Thursday, August 16, 2007

Git a Kuk!

Sarah and I have titled our movie after our favorite Berl Kutlerman catch-phrase. If I am a good videographer, we will have a fascinating montage by the end of our time here.

I spent my afternoon in some sort of press conference about a new book called L'Chaim Birobidzhan. Said press conference/panel discussion/something or other was entirely in Russian, although I'm sure it was fascinating. It is classic Berl to have us all show up for something without bothering to tell us that we won't understand it.

The level 3 ("advanced") Yiddish class is up to something like 12 people, of 12 utterly unrelated levels. I am the only person in the class who knows German, and everyone else knows at least some Hebrew (including people who know Hebrew much better than Yiddish), and this means that Hebrew is no longer just stealing my lunch money, but now it is also waiting outside in the school yard to beat me up on the way home. The fact that my teacher knows German and only as much Hebrew as Yiddish has taught him is a deliciously ironic reversal I am sure to face for the rest of my American (non-German) Yiddish education, but I'm not quite excited about appreciating said reversal when it totally ruins my opportunity for the perfect Yiddish class. New plan: take myself off to Trier and learn Yiddish for real, with actual linguists who are doing actual research that interests me. Preferably this coming spring, but that's something to negotiate with Hampshire.

In other news, we went to Khabarovsk yesterday, and it was a very interesting but poorly planned trip. Example: Berl forgot to schedule meals. We left at 6 in the morning and returned at 8 in the evening. After much whining, we got him to give us 20 minutes to grab hot dogs (I pity my vegetarian friends- Debi is pretty much living off chips at this point, and sometimes I have to stop her before she accidently eats bacon flavor). We also met some old Jews at a synagogue, and some young Jews at a preschool, and had a lovely "Git a Kuk" tour of Russian architecture.

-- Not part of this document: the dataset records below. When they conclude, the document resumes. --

PR #6125, opened 2026-08-11
feat(products): add rate card rate GraphQL

rsempe:
## Context

GraphQL surface for the rates of a rate card — the effective-dated pricing entries whose rules live in #6112 and services in #6111.

## Description

- Types, enums and inputs for `RateCardRate` with the derived status, create/update/destroy mutations and a per-card `rateCardRates` query, behind the `rate_cards:*` permissions family.
- The `rate_cards` permissions and organization associations shared with the card surface (#5707).


app/graphql/types/rate_card_rates/input.rb
endenis, line 1: Is this file a duplicate of the `create_input.rb`?

app/queries/rate_card_rates_query.rb
```diff
@@ -0,0 +1,26 @@
...
+    rate_card_rates = rate_card_rates.order(effective_from: :desc)
+
+    result.rate_card_rates = rate_card_rates
+    result
+  end
+
+  private
+
+  def base_scope
+    RateCardRate.where(organization:)
```
endenis: When computing [status](https://github.com/getlago/lago-api/blob/eca2236a9cef2159c6aa3e726e72dbc2dbaadb67/app/models/rate_card_rate.rb#L75) for each RateCardRate we:
1. load a RateCard
2. run a query to check if there is a newer effective_from.

This can create a lot of queries when fetching a list of rates.

I am not sure what the best way to fix the second thing but the first one can be solved if we preload the RateCard here.

```suggestion
    RateCardRate.where(organization:).includes(:rate_card)
```

app/graphql/types/rate_card_rates/input.rb
rsempe: Not exactly, `RateCardRateInput` is the nested shape used by `createRateCard`'s rates, while `CreateInput` is the standalone mutation's input

Making `CreateInput` inherit from `Input` and add only `rate_card_id` 👍

app/queries/rate_card_rates_query.rb
rsempe: True - fixed 👍

endenis (approved):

Today is aBad Day because it started badly, but I promise you should not worry about me. Tomorrow shall be better. It is a funny story, though, so I shall share: last night, we got a call from someone who was like "we will pick you up for class at 9:15 tomorrow." So I set my alarm for 8:45, woke up, knocked on Sarah's door to let her know to get up, and decided to lay back down for 10 minutes because I was very very sleepy. At 8:48, someone banged very very loudly on my door and shouted something in Russian, then went around banging on all the other doors. Upon opening our doors, myself and my neighbors encountered one of the Dorm Mothers saying "mashine mashine" and making driving motions, and we gathered that the car was here for us, and wanted to leave. Half an hour early. Chaya figured this made no sense, and went down to find out what was going on. The driver was Russian, no one spoke any not-Russian, and so Chaya wrote 9:15 on a piece of paper, which the driver crossed out and wrote 9. So we determined that we had to get ready very very quickly, and I went to brush my teeth while the dorm mother lady continued to point at her watch and shout things in Russian at me. We did leave at 9, and got to school far too early (class starts at 9:30 Jewish Time, which is like 9:45. We were there at like 9:15. Not cool.) and I have been really off-center all day because of it. Grrr.

1 comment:

Jessica said...

wow Kari - sounds like an amazing experience! I'm so excited for you!